◆ **Problem to solve**
Please set down exactly the lines of the listing below from the line containing "Just some small" through the line containing "3. See the sign", both lines included, leaving out all other lines.

◆ **Information shown**
____
PR #1876, opened 2026-02-18
Adjust margins in BluetoothPanel & fix flickering issue in BluetoothSubTab

notiant:
1. Adjusting the margins in the Bluetooth panel to make them the same as in thw Wifi panel.
2. Solving a flickering issue in the Bluetooth settings tab that was reported on Discord (https://discord.com/channels/1401598189823590460/1473323041940439251)

### DIFF
--- a/Modules/Panels/Network/WiFiNetworksList.qml
+++ b/Modules/Panels/Network/WiFiNetworksList.qml
@@ -154,8 +154,8 @@ NBox {
                   visible: modelData.connected && NetworkService.disconnectingFrom !== modelData.ssid
                   color: NetworkService.internetConnectivity ? Color.mPrimary : Color.mError
                   radius: height * 0.5
-                  width: connectedText.implicitWidth + Style.marginS * 2
-                  height: connectedText.implicitHeight + Style.marginXS
+                  width: Math.round(connectedText.implicitWidth + Style.marginS * 2)
+                  height: Math.round(connectedText.implicitHeight + Style.marginXS)
 
                   NText {
                     id: connectedText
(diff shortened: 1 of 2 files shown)


tmarti2:
Thanks for the PR !

It still flickers:
- With "separate window", when I close the widget panel (by clicking on the main setting panel for instance), but it flickers only once
- Without "separate window" when the setting panel opens, and it stop fast too since this closes the widget panel

ItsLemmy:
dont assume marginXL is twice marginM, it's bad practice.
why getting rid of the rounding?

turannul:
I told already?

**Flickering is not A BUG**.

However i understand might be annoying, but state changes when panel opens then something else is changing it again.

Something in the system causes that behavior...

notiant:
@ItsLemmy I'm mostly trying to be consistent to how it's handled in other panels and Math.round() is not widely used since it's seems unnecessary in most cases because implicitHeight is often already an integer (this is not influenced by fractional or UI scaling). I've added it back in some places where implicitWidth actually gives a real number.
For the margins, `Style.marginM * 2` is currently used nowhere in the code due to this [PR](https://github.com/noctalia-dev/noctalia-shell/pull/1408/changes), so if you think this is bad style all these changes should be reverted.


@tmarti2 The issues you mentioned should now also be fixed.

ItsLemmy:
Oh I see, well I have never seen this PR before, IMO should not have not been merged like that, as it makes the code much harder to maintain and understand in particular for new contributors. 

I'll merge your and go and fix all that. By creating proper new properties. e.g. Style.margin2M

Issue #1882, opened 2026-02-18
[Bug]  Pop-up notification actions don't always work


AlexNabokikh:
### Description

Just like the title says. When you try to click on the action in the notification pop-up, nothing happens. However, if you try to open the notifications history menu and click on the action there, it works as expected.

### Steps to Reproduce
1. Fire up some actionable notifications. 
2. Try to click on the action button.
3. It will not work for some cases. I tested Telegram (open action) and Brave (activate, settings), Gnome Pomodoro (take a break, lengthen).

### Expected Behavior

Actions in pop-up notifications should work just like in the notification history.
Additionally, I would appreciate it if Noctalia could switch focus to the application that sent the notification when you click on the pop-up. This behavior is common across all DEs regardless of platform (Windows, Mac, Linux).

### Video

https://github.com/user-attachments/assets/8ad4638a-ac47-4468-a8de-735ba78e15d5

### Environment

OS: NixOS 26.05 (Yarara) x86_64
Kernel: Linux 6.19.0
Compositor: Niri 25.11 (Wayland)

Ly-sec:
So I guess we can close this one, correct @AlexNabokikh :p?

AlexNabokikh:
@Ly-sec yes. Sorry, I thought it would be closed automatically.

PR #1883, opened 2026-02-18
fix(#1882): resolve notification popup actions failing to invoke

AlexNabokikh:
## Motivation

Notification action buttons (Reply, Open, etc.) fail silently when clicked in popup toasts, while the exact same actions work correctly from the history panel. 
The root cause is a delegate lifecycle race: the popup used `deferredActionTimer` (50ms) to invoke actions after starting the dismiss animation, but `removalTimer` could destroy the entire delegate (and the timer with it) via `activeList.remove()` before the action ever fired.

Apart from that, this PR also adds focus-on-click behavior: clicking a notification body now activates the sender application's window, matching standard desktop environment behavior.

## Type of Change

- [x] Bug fix
- [x] New feature
- [ ] Breaking change
- [ ] Refactoring

## Related Issue
- https://github.com/noctalia-dev/noctalia-shell/issues/1882

## Testing
- [x] Tested on niri
- [ ] Tested on Hyprland
- [ ] Tested on sway

## Videos

https://github.com/user-attachments/assets/7165ec77-9ed5-4b6d-bd8f-0fbe6e69c7c8

## Checklist

- [x] Self-reviewed my code

## Additional Notes

**How to verify:**
1. Run `Scripts/dev/notifications-test.sh` for smoke test
2. Send notifications from real apps (Telegram, Brave, GNOME Pomodoro)
3. Click action buttons in popups - they should now work reliably
4. Click notification body --sender app window should come to front
5. Restart the shell, open history - action buttons should still appear

### DIFF
--- a/Modules/Notification/Notification.qml
+++ b/Modules/Notification/Notification.qml
@@ -502,6 +502,7 @@ Variants {
 
             function runAction(actionId, isDismissed) {
               if (!isDismissed) {
+                NotificationService.focusSenderWindow(model.appName);
                 NotificationService.invokeActionAndSuppressClose(notificationId, actionId);
               } else if (Settings.data.notifications.clearDismissed) {
                 NotificationService.removeFromHistory(notificationId);


Ly-sec:
Hey @AlexNabokikh while this works, it makes it so that the animation isn't played anymore after invoking an action - the notification just disappears instead of slides out.

AlexNabokikh:
@Ly-sec Ah, I disable animations, so I completely overlooked it. Let me fix it.

AlexNabokikh:
@Ly-sec actually, it works correctly on my side after I enabled animations. How can I reproduce your case?

https://github.com/user-attachments/assets/cf6b3ff1-bb6a-4224-9e4a-78d823251b36

AlexNabokikh:
@Ly-sec can you please check again? I think I figured it

Ly-sec:
> @Ly-sec can you please check again? I think I figured it

At least on my end it's still not fixed.
Reproduction Steps:
1: create notification with actions
2: click on action
3: notification instantly disappears.

What should happen
3: animate after clicking on an action

AlexNabokikh:
@Ly-sec thanks! That helped a lot. Can you please test it again?

Ly-sec:
@AlexNabokikh perfect, that works very well now! Going to merge it now, thank you very much :heart:

PR #1884, opened 2026-02-18
Improve default/reset slider

tmarti2:
# Pull Request

## Motivation

At start I just wanted to add reset button to few options which missed it, and I ended creating a new setting widget to do that more easily. I deleted labels for the reset button to generate automatically, to avoid having to create new labels each time we want a button, so I also removed the corresponding keys (Is it a breaking change ?).

## Type of Change
- [ ] Bug fix
- [x] New feature
- [ ] Breaking change
- [x] Refactoring

## Testing

- [x] Tested on niri
- [ ] Tested on Hyprland
- [ ] Tested on sway

## Checklist
- [x] Self-reviewed my code


ItsLemmy:
Thanks for the PR. I agree with the motivation behind this change; it is something I’ve wanted to address as well. However, there are a few items to resolve before merging:

- **Component Reuse:** We don't need a new `Nxxx` component. Instead, please add a `showReset` property to the existing `NValueSlider` (defaulting to `true`). This approach is more efficient regarding memory and maintenance, and it reduces the number of file changes.

- **Internationalization (i18n):** Constructing sentences programmatically creates syntax issues for other languages.
  ```javascript
  I18n.tr("common.reset") + " " + root.label.toLowerCase()
  ```
  This assumes English grammar rules (Subject-Verb-Object), whereas other languages might structure this phrase differently (e.g., "Scaling reset" vs. "Reset scaling").

- **Simplification:** Since `NValueSlider` always displays a label, the context is already clear. We can simply use `common.reset` for the tooltip. This also allows us to clean up the extra keys.

- **Translation Workflow:** Please avoid editing the non-English JSON files directly, as our translation website is the single source of truth and manual edits cause merge conflicts. Instead, please list the keys that need to be deleted in the PR description, and Lysec or I will handle the database cleanup after the merge.

tmarti2:
> Component Reuse: We don't need a new Nxxx component. Instead, please add a showReset property to the existing NValueSlider (defaulting to true). This approach is more efficient regarding memory and maintenance, and it reduces the number of file changes.

I've done that before but I was afraid it could cause issues in some cases, like sliders in bbar widgets etc, but if you think it's ok I'll do that instead. 

I'll simplify the tooltip as you said and revert translation changes !

Thanks for the review

tmarti2:
Ok should be good

PR #1894, opened 2026-02-19
Small adjustments to GTK theme

notiant:
Just some small adjustments to the GTK theme files since the colors for --accent-color and --view-bg-color differed from the other definitions. I also restored the behavior that the sidebar takes the main window color if the window is not focused.


Ly-sec:
Thank you very much @notiant ! Going to merge it. Before I do though, is there anything else you wanted to change or is it good to go?

notiant:
> Thank you very much @notiant ! Going to merge it. Before I do though, is there anything else you wanted to change or is it good to go?

No, thats all :)

Issue #1771, opened 2026-02-10
[Bug] Clipboard history provider slow startup


AlexNabokikh:
### Description

After updating Noctalia shell to 4.4.1-git (ebd7387) the clipboard history provider doesn't start until you trigger >clip in the launcher and wait for ~5 sec. (see the video attached).

https://github.com/user-attachments/assets/f53d4225-240c-4228-8d9c-0e6aa645a468

### Steps to Reproduce
1. Restart Noctalia.
2. Trigger clipboard history via `noctalia-shell ipc call launcher clipboard` or other means.
3. See the sign `Clipboard history disabled/ Enable clipboard history in settings ог install cliphist` that will disapear in about 5 seconds. Then clipboard history works normally. 
3a. Note that history doesn't work until you trigger clipboard history. Everything that you copied to the clipboard before won't get to the clipboard history. 

### Expected Behavior

The provider should start immediately with the noctalia-shell as it worked before.

### Environment
OS: NixOS 26.05 (Yarara) x86_64
Kernel: Linux 6.18.9
Compositor: Niri 25.11 (Wayland)

ItsLemmy:
can you update to the latest commit, there is one commit regarding clipboard that you dont have.

AlexNabokikh:
@ItsLemmy bumping to the latest commit has resolved the issue. Thank you!

AlexNabokikh:
It seems like there was a regression somewhere in recent releases. The clipboard history doesn't work until you trigger it. See the video below:

https://github.com/user-attachments/assets/4b3123f0-5d49-4073-9047-b8502db153a4

PR #1909, opened 2026-02-20
fix(1771): start clipboard watchers at shell boot instead of first la…

AlexNabokikh:
## Motivation

After a fresh shell start, the clipboard history doesn't capture any entries until the user opens the clipboard UI for the first time. This happens because `ClipboardService` is a lazily-instantiated `pragma Singleton` whose only references live inside `ClipboardProvider`, which is only loaded when the launcher panel opens. As a result, the `wl-paste --watch cliphist store` watchers never start until that first open, and all clipboard copies before that point are silently lost.

## Type of Change
- [x] Bug fix
- [ ] New feature
- [ ] Breaking change
- [ ] Refactoring

## Related Issue
- Closes https://github.com/noctalia-dev/noctalia-shell/issues/1771

## Testing

- [x] Tested on niri
- [ ] Tested on Hyprland
- [ ] Tested on sway

## Checklist
- [x] Self-reviewed my code

## Additional Notes

### DIFF
--- a/shell.qml
+++ b/shell.qml
@@ -30,6 +30,7 @@ import qs.Modules.Panels.Settings
 import qs.Modules.Toast
 import qs.Services.Control
 import qs.Services.Hardware
+import qs.Services.Keyboard
 import qs.Services.Location
 import qs.Services.Networking
 import qs.Services.Noctalia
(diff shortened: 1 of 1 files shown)


Ly-sec:
Looks good to me, going to merge it. Thank you very much :heart:

PR #1924, opened 2026-02-22
Fix Grid SessionMenu right/down press when nothing is selected

tmarti2:
# Pull Request

## Motivation

In case of no selection, we consider we're on the 0,0 index of the grid. but this causes the first Right/Down press to actually skip the first cell. This MR fixes this by staying on `0` when a Right/Down key is pressed on a negative index value.

I also fixed the behavior when trying to display an empty menu: We close the panel if the menu is empty. I'm not sure this is the best solution tho, makes the screen flicker for me.

## Type of Change
- [x] Bug fix
- [ ] New feature
- [ ] Breaking change
- [ ] Refactoring

## Testing

- [x] Tested on niri
- [ ] Tested on Hyprland
- [ ] Tested on sway

## Checklist
- [x] Self-reviewed my code

## Additional Notes

### DIFF
--- a/Modules/Panels/SessionMenu/SessionMenu.qml
+++ b/Modules/Panels/SessionMenu/SessionMenu.qml
@@ -327,13 +327,15 @@ SmartPanel {
       newCol = newCol - 1 < 0 ? grid.itemsInRow(newRow) - 1 : newCol - 1;
       break;
     case "right":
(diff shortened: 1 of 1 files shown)


Ly-sec:
Hey @tmarti2 thank you very much for the PR. I'm unsure about the close when no session menu entries are available but I guess that would make sense indeed. I'll merge it as is for now, maybe we'll find a better approach for that later.

PR #1929, opened 2026-02-22
Fix border clipping for tooltips and dock

notiant:
I finally found a way to fix the clipping of borders that can appear when fractional scaling is enabled.

For the tooltips, I added `anchors.margins: border.width / 2` to ensure that the border is always positioned fully within the tooltip. I also reverted some changes from a previous attempt to fix this problem.

For the dock, I've just added a safety margin of 2px. Further, I re-implemented the larger (horizontal) dockContainerWrapper for tooltips that caused some glitches the last time it was added. I've found that they are related to `layer.enabled` and that moving this to dockContainerWrapper prevents the glitches.

Tested on Hyprland, not on Niri.


Ly-sec:
Hey @notiant , just tested it on niri and it does seem to work there too. Going to merge it, thank you very much! Glad someone finally figured it out :heart:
____
◆ **Completed task**
Just some small adjustments to the GTK theme files since the colors for --accent-color and --view-bg-color differed from the other definitions. I also restored the behavior that the sidebar takes the main window color if the window is not focused.


Ly-sec:
Thank you very much @notiant ! Going to merge it. Before I do though, is there anything else you wanted to change or is it good to go?

notiant:
> Thank you very much @notiant ! Going to merge it. Before I do though, is there anything else you wanted to change or is it good to go?

No, thats all :)

Issue #1771, opened 2026-02-10
[Bug] Clipboard history provider slow startup


AlexNabokikh:
### Description

After updating Noctalia shell to 4.4.1-git (ebd7387) the clipboard history provider doesn't start until you trigger >clip in the launcher and wait for ~5 sec. (see the video attached).

https://github.com/user-attachments/assets/f53d4225-240c-4228-8d9c-0e6aa645a468

### Steps to Reproduce
1. Restart Noctalia.
2. Trigger clipboard history via `noctalia-shell ipc call launcher clipboard` or other means.
3. See the sign `Clipboard history disabled/ Enable clipboard history in settings ог install cliphist` that will disapear in about 5 seconds. Then clipboard history works normally. 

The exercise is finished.